The Hyderabad-based GVK Bio, one of the leading Contract Research Organisations in the country (CRO), recently extended its clinical biomarker database (GOBIOM) license to the biomarker qualification group of the US Food and Drug Administration (US FDA).
The GOBIOM database is a comprehensive collection of all the clinically evaluated, exploratory and preclinical biomarkers associated with different therapeutic areas reported in global clinical trials, clinical and preclinical studies. It contains information on 12,000 biomarkers comprising of biochemical, genomic, imaging, metabolite, cellular and physiological markers with multiple data points covering experimental, analytical, clinical and statistical data with their qualifications under different medical interventions. According to the company, the GOBIOM database, which has the latest and updated information on all the biomarkers reported in various clinical and preclinical studies, will be of enormous use to US FDA in its biomarker qualification process.

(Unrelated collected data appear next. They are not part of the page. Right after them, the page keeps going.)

PR #3457, opened 2025-12-09
CI-423 Categorize Demo Users In Analytics (Phase 2)

conroy-ricketts:
## Technical Summary

After discussion with @OrangeAndGreen, we decided that more code changes are needed to reach the desired outcome for this ticket.

For context, in #3454 we added changes to report if a demo user is currently logged-in with Personal ID for all Firebase analytics events. The problem is that the user funnel tracks certain events _leading up to_ account creation or recovery, and currently we are only flagging demo users once they've completed the configuration workflow.

So, in other words, we also need a way of knowing if someone has entered a demo phone number as early as possible in the Personal ID setup flow - ideally as soon as they enter the phone number on the phone page and we create a new `PersonalIdSessionData`.

**_Edit:_** So we decided that the easiest way to achieve this is to flag demo users (with our `FirebaseAnalytics` instance) as soon as we get the flag from server and the `PersonalIdSessionData` is first created. The `FirebaseAnalytics` instance is used for all analytics events in our app, so the flag will be recorded with the next analytics event.

### Safety story

I verified that we are correctly identifying and reporting users that are using a demo phone number with these changes by actually using both a demo phone number and a real phone number.

### DIFF
--- a/app/src/org/commcare/gis/EntityMapActivity.java
+++ b/app/src/org/commcare/gis/EntityMapActivity.java
@@ -21,12 +21,14 @@ import com.google.android.gms.maps.model.Marker;
 import com.google.android.gms.maps.model.MarkerOptions;
 import com.google.android.gms.maps.model.Polygon;
 import com.google.android.gms.maps.model.PolygonOptions;
+import com.google.firebase.perf.metrics.Trace;
 
 import org.commcare.CommCareApplication;
 import org.commcare.activities.CommCareActivity;
 import org.commcare.activities.EntityDetailActivity;
 import org.commcare.cases.entity.Entity;
 import org.commcare.dalvik.R;
+import org.commcare.google.services.analytics.CCPerfMonitoring;
 import org.commcare.preferences.HiddenPreferences;
 import org.commcare.suite.model.Detail;
 import org.commcare.suite.model.DetailField;
@@ -41,6 +43,7 @@ import org.javarosa.xpath.XPathException;
 
 import java.util.HashMap;
 import java.util.List;
+import java.util.Map;
 import java.util.Vector;
 
 import androidx.annotation.NonNull;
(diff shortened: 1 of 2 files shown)


OrangeAndGreen (changes requested):

app/src/org/commcare/fragments/personalId/PersonalIdPhoneFragment.java
```diff
@@ -430,6 +433,11 @@ private void makeStartConfigurationCall(String requestHash,
             public void onSuccess(PersonalIdSessionData sessionData) {
                 personalIdSessionDataViewModel.setPersonalIdSessionData(sessionData);
                 personalIdSessionDataViewModel.getPersonalIdSessionData().setPhoneNumber(phone);
+
+                boolean isDemoUser = Boolean.TRUE.equals(sessionData.getDemoUser());
+                FirebaseAnalytics analyticsInstance = CommCareApplication.instance().getAnalyticsInstance();
```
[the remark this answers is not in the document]
conroy-ricketts: Good idea, I also did a very small refactor in `FirebaseAnalyticsUtil` so that we always use the helper function when it makes sense. Let me know what you think!

OrangeAndGreen (approved):

app/src/org/commcare/fragments/personalId/PersonalIdPhoneFragment.java
```diff
@@ -430,6 +429,10 @@ private void makeStartConfigurationCall(String requestHash,
             public void onSuccess(PersonalIdSessionData sessionData) {
                 personalIdSessionDataViewModel.setPersonalIdSessionData(sessionData);
                 personalIdSessionDataViewModel.getPersonalIdSessionData().setPhoneNumber(phone);
+
+                boolean isDemoUser = Boolean.TRUE.equals(sessionData.getDemoUser());
+                FirebaseAnalyticsUtil.flagPersonalIDDemoUser(isDemoUser);
```
Jignesh-dimagi: Can we directly use FirebaseAnalyticsUtil.flagPersonalIDDemoUser(sessionData.getDemoUser())?

app/src/org/commcare/google/services/analytics/FirebaseAnalyticsUtil.java
```diff
@@ -123,11 +128,6 @@ private static void setUserProperties(FirebaseAnalytics analyticsInstance) {
         }
 
         analyticsInstance.setUserProperty(CCAnalyticsParam.BUILD_NUMBER, String.valueOf(BuildConfig.VERSION_CODE));
-
-        Boolean isPersonalIDDemoUser = ReportingUtils.getIsPersonalIDDemoUser();
-        if (isPersonalIDDemoUser != null) {
-            analyticsInstance.setUserProperty(CCAnalyticsParam.IS_PERSONAL_ID_DEMO_USER, String.valueOf(isPersonalIDDemoUser));
-        }
```
shubham1g5: why did we decide to remove this from here and add it somewhere else ?

shubham1g5: >  I'm calling the wrapper function from inside reportEvent() instead of setUserProperties() because I think it makes more sense from a readability standpoint

This is what I am concerned about as it creates inconsistency with how other user properties are handled. Think user properties doesn't generally change properties across events, which is why we have not been setting them from reportEvent methods.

“The collaboration with the US FDA helped GVK BIO in developing the safety biomarker content in GOBIOM. The interconnectivity between the organ toxicities to the drug, dose and population was developed with equal emphasis on its preclinical qualification. Biomarker analysis tools were integrated into the database such that the user can make comparative analysis between the biomarkers of their interest”, said, Sreeni Devidas, vice president, Sales and Marketing, Informatics, GVK Bioscience
It is learnt that GVK Bio, a leading discovery research and development organization that provides a broad spectrum of services, stand-alone and integrated, across the R&D value chain, has extended the license for a period of one year and the license is perpetual in nature. However, the company has declines to reveal the financial terms of the same.